Because of the poor prognosis of patients with haemorrhage, establishing the predisposing factors can have aid in planning interventional procedures. The focal hyperdense area that can be seen on CT is reported to be the sign of haemorrhagic transformation, but there is no unity on this subject. The data from the ECASS proves that r-tPA treatment and advanced age increases the risk for parenchymal haematoma and the early signs of ischemia seen on CT and deterioration in neurological status increases the risk for haemorrhagic infarction24.

The NINDS states that with the brain edema and mass effect seen on arrival CT, the poor neurological state of the patient at arrival (NIHSS>20) increases the risk of haemorrhage6. The PROACT proved similar results and all hypodensities covering more than one third of the MCA area had haemorrhage 15. Kucinski and Wolpert on the other hand stated that early CT hypodensity has no value in approximation of damage 22,25. When the patients with symptomatic and asymptomatic haemorrhage were compared in our study, there were no significant differences when arrival CTs, neurological status, treatment time, and r-tPA doses were compared. The only independent variable between the two groups was the patient age. The mean age for the group with symptomatic haemorrhage was 76, where it was 56.3 for the group with asymptomatic haemorrhage. This finding needs to be further studied for a possible future age limit for thrombolytic treatment administration. Urokinase, r-tPA, and recombinant prourokinase were used in different studies as thrombolytic agents.

Urokinase, when compared to r-tPA, has been used for a longer period of time and the safe doses are better known.
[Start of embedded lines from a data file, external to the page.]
PR #3392, opened 2024-09-24
Add device_ownership_from_security_context containerd CRI config option

### LINKED ISSUE #3395: Add device_ownership_from_security_context containerd CRI config option

 The goal is to add support for the `device_ownership_from_security_context` flag in the containerd config option

### Solution details

This feature is important for multi-tenant Kubernetes clusters or workloads that rely on fine-grained security policies. It provides an additional layer of isolation between containers by enforcing ownership rules directly at the device level, which is critical for controlling access to sensitive devices (e.g., GPUs, volumes, etc.).

kron4eg:

Fixes #3395

**What type of PR is this?**
/kind feature

```release-note
Add `.containerRuntime.containerd.deviceOwnershipFromSecurityContext` option to the KubeOneCluster API used to enable/disable `device_ownership_from_security_context` option in the containerd configuration. This option is at the moment only applied to the control plane nodes and the static worker nodes. This field is set to false by default in the KubeOneCluster v1beta2 API, and to true by default in the KubeOneCluster v1beta3 API. If you don't want to use this option, we recommend explicitly disabling it to avoid any potential issues after migrating to the v1beta3 API
```

**Documentation**:

```documentation
TBD
```


pkg/apis/kubeone/types.go
```diff
@@ -194,6 +194,8 @@ type ContainerRuntimeConfig struct {
 type ContainerRuntimeContainerd struct {
 	// A map of registries to use to render configs and mirrors for containerd registries
 	Registries map[string]ContainerdRegistry `json:"registries,omitempty"`
+	// Enable or disable device_ownership_from_security_context containerd CRI config. Default to true.
+	DeviceOwnershipFromSecurityContext *bool `json:"device_ownership_from_security_context,omitempty"`
```
xmudrii, line 198: Can we please use camelCase instead because we use it everywhere else?

xmudrii (changes requested):

pkg/apis/kubeone/types.go
kron4eg: oh yeah, it was a copypaste from toml :shrug:

xmudrii:
/docs tbd
/release-note-edit
```release-note
Add `.containerRuntime.containerd.deviceOwnershipFromSecurityContext` option to the KubeOneCluster API used to enable/disable `device_ownership_from_security_context` option in the containerd configuration. This option is at the moment only applied to the control plane nodes and the static worker nodes. This field is set to false by default in the KubeOneCluster v1beta2 API, and to true by default in the KubeOneCluster v1beta3 API. If you don't want to use this option, we recommend explicitly disabling it to avoid any potential issues after migrating to the v1beta3 API
```

xmudrii (approved):
:shipit: 
/lgtm
/approve

Issue #3366, opened 2024-09-03
Validation permits having cloudProvider.none and machineController.deploy=true


kron4eg:
### What happened?
Sometimes people can be confused and try to set unsupported config combination that lead to very obscure error messages, for example in this case:
```
Task failed, error was: runtime: unmarshalling manifest "deployment-controller.yaml"
error converting YAML to JSON: yaml: line 64: could not find expected ':'
```

### Expected behavior

KubeOne should error out early, clearly indicating that such a config is not supported.

### What KubeOne version are you using?
Any of them.

### Provide your KubeOneCluster manifest here (if applicable)

<details>

```yaml
apiVersion: kubeone.k8c.io/v1beta2
kind: KubeOneCluster
name: kubeone
versions:
  kubernetes: 1.29.7

cloudProvider:
  none: {}

controlPlane:
  hosts:
    - privateAddress: 10.xxx
    - privateAddress: 10.xxx
    - privateAddress: 10.xxx

apiEndpoint:
  host: 10.xxx
  alternativeNames:
    - seed.xxx
  port: 6443

machineController:
  deploy: true
operatingSystemManager:
  deploy: true

```

</details>

xmudrii:
> KubeOne should error out early, clearly indicating that such a config is not supported.

This config should be supported, but we shouldn't deploy any credentials.

kron4eg:
> > KubeOne should error out early, clearly indicating that such a config is not supported.
> 
> This config should be supported, but we shouldn't deploy any credentials.

How so? What's the purpose of crenetial-less cloud-less machine-controller and osm?

xmudrii:
@kron4eg machine-controller has more providers than what we support in KubeOne. The most notable example is Kubevirt, I could create a KubeOne cluster, deploy machine-controller and OSM, deploy credentials, and then use the machine-controller to create Kubevirt-based nodes.

kron4eg:
In that case we should start supporting kubevirt.

PR #3416, opened 2024-10-25
Initial Kubevirt provider implementation

xmudrii:

This PR implements the initial and very minimal Kubevirt provider for KubeOne. The purposes of this implementation is to mitigate the issue outlined in #3366, i.e. to allow using machine-controller and operating-system-manager for Kubevirt clusters.

I initially though about reading supported environment variables and putting them in the secret if cloud provider is none, but it has two very big problems:

- We would start deploying arbitrary environment variables to the cluster, that are very likely not even related to that cluster
- We don't have a way to validate what environment variables are needed, e.g. there's no way to know that we need `KUBEVIRT_KUBECONFIG` for the said cluster that uses cloud provider none
  - This can make a huge trouble if someone runs `kubeone apply` without setting the needed environment variables, in which case the value would be removed from the cluster and machine-controller would start failing

Because of the given reasons, I thought that it's much safer to implement a very minimalistic provider for Kubevirt that doesn't have Terraform integration and support for CCM/CSI, but that can be used as a way to deploy machine-controller and operating-system-manager in a safe and reliable way.

xref #3366

**What type of PR is this?**
/kind feature

This is very initial Kubevirt provider implementation, we'll consider and discuss about extending it in future KubeOne releases.

```release-note
Initial implementation of Kubevirt provider for KubeOne. At the moment, the provider only supports deploying machine-controller and operating-system-manager for Kubevirt-based clusters. Terraform integration, CCM, CSI, and other cloud provider specific components are not supported and/or deployed automatically.
```

**Documentation**:
```documentation
TBD
```

/assign @kron4eg @moadqassem 
/hold for discussion and lazy consensus


moadqassem (approved):
/approve
/lgtm

xmudrii:
/hold cancel
:shipit:

PR #3458, opened 2024-11-12
Fix some of bugs discovered in the KubeOne 1.9 testing phase

xmudrii:

- Properly handle AppArmor policies for Cilium
  - The latest Cilium manifests and Helm chart are using the `appArmorProfile` field in `securityContext` to set the needed AppArmor profile. However, this field is only available starting with Kubernetes v1.30. Prior versions shall still use annotations, which is ensured by this change
- Initially deploy CSI Snapshotter webhook with `failurePolicy: Ignore`
  - This is a tricky one. First of all, it's recommended by [the CSI Snapshotter maintainers](https://github.com/kubernetes-csi/external-snapshotter/blob/d5c03dbde7ca6664707c05870eae3de4255766fb/deploy/kubernetes/webhook-example/admission-configuration-template#L21) to do it that way, i.e. deploy with `failurePolicy: Ignore` then change to `failurePolicy: Fail`. Second, we have a problem in our flow, because we first deploy this webhook, then we deploy the built-in addons (including `default-storage-class`), and then at the end we deploy user-provided addons. This is a problem when using an external CNI. That's because KubeOne will deploy the CSI Snapshotter webhook, which will wait for CNI. When trying to deploy `default-storage-class` addon, it would fail to do so, because the webhook is not running. CNI is not yet deployed, it's supposed to be deployed at the very end. To avoid this situation, we allow the webhook to run in the Ignore mode, and then change it to the Fail mode on subsequent `kubeone apply` run
- Fix GCP Ubuntu 24.04 image
- Increase context timeout in tests to 120m
  - This was the cause of flakes we were observing recently. The context had a timeout out 1 hour - 5 minutes, but tests have timeout of 2 hours by default. Because the context would timeout, we weren't able to continue running tests, even though the test itself wasn't supposed to timeout.

**What type of PR is this?**
/kind bug

All these changes are already thoroughly tested within testing PRs.

There still some bugs affecting the example Terraform configs for Azure, those are yet to be fixed in a follow up PR.

```release-note
NONE
```

**Documentation**:
```documentation
NONE
```

/assign @kron4eg

### DIFF
--- a/addons/cni-cilium/cilium.yaml
+++ b/addons/cni-cilium/cilium.yaml
@@ -1,3 +1,4 @@
+{{ $kubernetesVersion := semver .Config.Versions.Kubernetes }}
 apiVersion: v1
 kind: ServiceAccount
 metadata:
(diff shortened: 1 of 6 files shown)


xmudrii:
@kron4eg There was a failing test because I forgot to run `update-codegen`, should be good now.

There have not been sufficient randomized studies to provide safe doses for r-tPA. For this reason, it is difficult for us to determine the effect of the r-tPA doses on the haemorrhagic complications as independent variables. A dose of 20-40 mg has been suggested to be between safe limits in some studies 13,26.

We have tried not to exceed a r-tPA dose of 20 mg (mean 18.5 mg). One patient with CTO received a dose of 30 mg r-tPA because of the severity of the clinical condition without any haemorrhagic complications. However, a dose of 5 mg r-tPA have caused massive bleeding in one of our patients. Therefore, a certain level of safe dose of r-tPA can not be given for each individual patient.

Zeumer stated that 20 mg r-tPA is equivalent to 750 000 U urokinase on effect and safety (13). Cross et al reported a bleeding rate of 75% and 15% for patients with basilar artery thrombosis who are treated with r-tPA (4 cases) and urokinase (20 cases) respectively27.

The doses used were 20-50 mg for r-tPA, and 250000-1750000 U for urokinase. They have used the ratios given in Zeumer’s study when converting urokinase doses to r-tPA, and they have decided r-tPA to be unsafe in these doses.

Conclusions

IA thrombolysis is a challenging new treatment in acute stroke. Obviously, treating the wrong patient results in an unacceptably high rate of complications.

The most important factor affecting prognosis is the haemorrhagic complications. Therefore it is important to decide which patient will benefit from treatment and which patient has a high risk of haemorrhage.We can state with our limited number of cases and the information published in the literature that patient age is the most important independent variable for haemorrhagic complications. In cases with CTO where the mortality rate is high, the treatment should be more aggressive.